UNITED STATES DISTRICT COURT NORTHERN DISTRICT OF ILLINOIS EASTERN DIVISION


March 30, 2011

RAYMONE MOORE, PLAINTIFF,
v.
CITY OF CHICAGO, AND )CHICAGO POLICE OFFICER CHRIST SAVICKAS, STAR 5991, DEFENDANTS.

The opinion of the court was delivered by: Judge Rebecca R. Pallmeyer

MEMORANDUM OPINION AND ORDER

Plaintiff Raymone Moore alleges that Chicago Police Officer Christ Savickas arrested him without probable cause, in violation of the Fourth Amendment and 42 U.S.C. § 1983 (Counts I and II), and threatened to falsely charge him with possession of a gun unless he offered up information on drug and weapons deals. Plaintiff also alleges intentional infliction of emotional distress in connection with the arrest (Count III), claims the City of Chicago is liable through respondeat superior (Count IV), and seeks indemnification for the claims against Savickas from the City (Count V). Defendants Savickas and the City of Chicago move for summary judgment, arguing that Savickas had probable cause to arrest Plaintiff, and that Savickas's actions do not support a charge of intentional infliction of emotional distress. For the reasons explained herein, Defendants' motion for summary judgment is granted as to Counts III and IV, and otherwise denied.

BACKGROUND

Plaintiff Raymone Moore alleges claims for unreasonable seizure and false arrest pursuant to 42 U.S.C. § 1983, as well as a state law claims for intentional infliction of emotional distress, respondeat superior, and indemnification pursuant to 745 ILCS 10/9-102. Defendants City of Chicago and Officer Christ Savickas have moved for summary judgment on Moore's claim, arguing that Savickas had probable cause to detain and arrest Moore.
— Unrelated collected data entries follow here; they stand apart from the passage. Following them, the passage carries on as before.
Issue #68, opened 2017-07-04
Currency Support


elfassy:
- Support for passing a currency/amount
```
Money.new(10.00, 'USD')
```
- Allow a default currency
```
Money.default_currency = 'USD'
Money.new(10.00) == Money.new(10.00, 'USD')
```
- Raise on cross currency computation
```
Money.new(1, 'USD') + Money.new(1, 'CAD') #=> raise
```

- Deprecate `from_cents` in favor of `from_subunits`
Will divide by the value by the number of subunits, not always 100

- to_s will show the correct number of subunits
```
Money.new('100', 'JPY').to_s #=> '100'
Money.new('100', 'SLL').to_s #=> '100.000'

Money.new('100', 'JPY').to_s(:legacy_dollars) #=> '100.00'
Money.new('100', 'SLL').to_s(:legacy_dollars) #=> '100.00'
```

- subunits to format with currency
```
Money.new(100, 'JPY').subunits #=> 100
Money.new(100, 'USD').subunits #=> 10000
```

bdewater:
I think we can call this done 😄

PR #81, opened 2017-07-24
add support for subunits

elfassy:
# Why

On May 1, 2009, at approximately 1 a.m., Officers Savickas, Agustin Torres, Jr., and Linda Winclechter, were patrolling near 37th Street and Michigan Avenue in Chicago. (Def.'s 56.1(a) ¶ 16.) Savickas drove the patrol car, Torres rode in the front passenger seat, and Winclechter sat in the back seat. (Id. ¶ 17.) Savickas made eye contact with an individual walking near that intersection, who then dropped an unregistered .357 Strum, Ruger, & Co. revolver with six live rounds and ran west and north down Michigan Avenue. (Id. ¶¶ 18-20.) Savickas stopped the car, exited, and recovered the gun. (Id. ¶ 20.) Savickas asked Torres and Winclechter to drive around the block in an attempt to find the individual who dropped the gun, but they were unsuccessful. (Id. ¶¶ 21-23.) Savickas prepared a case incident report in which he described the individual as a black male, 150 pounds, aged sixteen to twenty, and noted that he recognized the individual from previous encounters. (Id. ¶ 25.) Savickas testified that he did not know the individual's name. (Savickas Deposition, Ex. 3 to Def.'s Br. at 30.)
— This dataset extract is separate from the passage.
PR #82, opened 2017-07-25
Remove `money_column` and document better alternatives

bdewater:
A previous attempt to make `money_column` use proper ActiveRecord APIs for performance reasons was https://github.com/Shopify/money/pull/49 but that had to be reverted because it broke a lot of tests in the main Shopify app. Instead we converted over to the ActiveRecord [attributes API](http://api.rubyonrails.org/classes/ActiveRecord/Attributes/ClassMethods.html) on a per model basis.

On May 3, 2009, at approximately 5:30 p.m. Savickas detained Plaintiff near the intersection of 39th Avenue and Calumet Street, and accused him of dropping the gun two days earlier. Plaintiff denied this. (Def.'s 56.1(a) ¶¶ 29-31.) Savickas nevertheless handcuffed Plaintiff and transported him to the Second District Police Station. (Id. ¶¶31-34.) The parties agree that Savickas asked Plaintiff for information about illegal drugs, and Plaintiff provided Savickas with an address where he believed there might be drug or gun activity--but the circumstances under which this occurred remain in dispute. (Id. ¶¶ 35, 37.) Torres had been riding in the patrol car with Savickas when Moore was arrested; although Torres did not recognize Moore from the May 1 incident, when Moore was arrested he did not tell Savickas either that he could or could not identify Moore. (Torres Deposition, Ex. 4 to Def.'s Br. at 27-30.) Twenty to thirty minutes after Moore, Torres, and Savickas arrived at the police station, Savickas exited the interview with Moore and asked Torres whether he could identify Moore; Torres said he could not. (Torres Deposition at 35; Def.'s 56.1(a) ¶ 37.) Winclechter did not work on May 3, and only found out about Moore's arrest from Savickas and Torres the following week. (Winclechter Deposition, Ex. 5 to Def.'s Br. at 22- 24.) Eventually, Savickas allowed Plaintiff to use Savickas's personal cell phone to call Plaintiff's girlfriend, and Plaintiff then left the police station, precisely when this occurred is disputed. (Id. ¶¶41-43.) Plaintiff was not charged for possession of the gun. Plaintiff initiated a complaint regarding this incident with the Internal Affairs Division Confidential Investigation Section, but did not sign the complaint.*fn1 (Id. ¶ 47.)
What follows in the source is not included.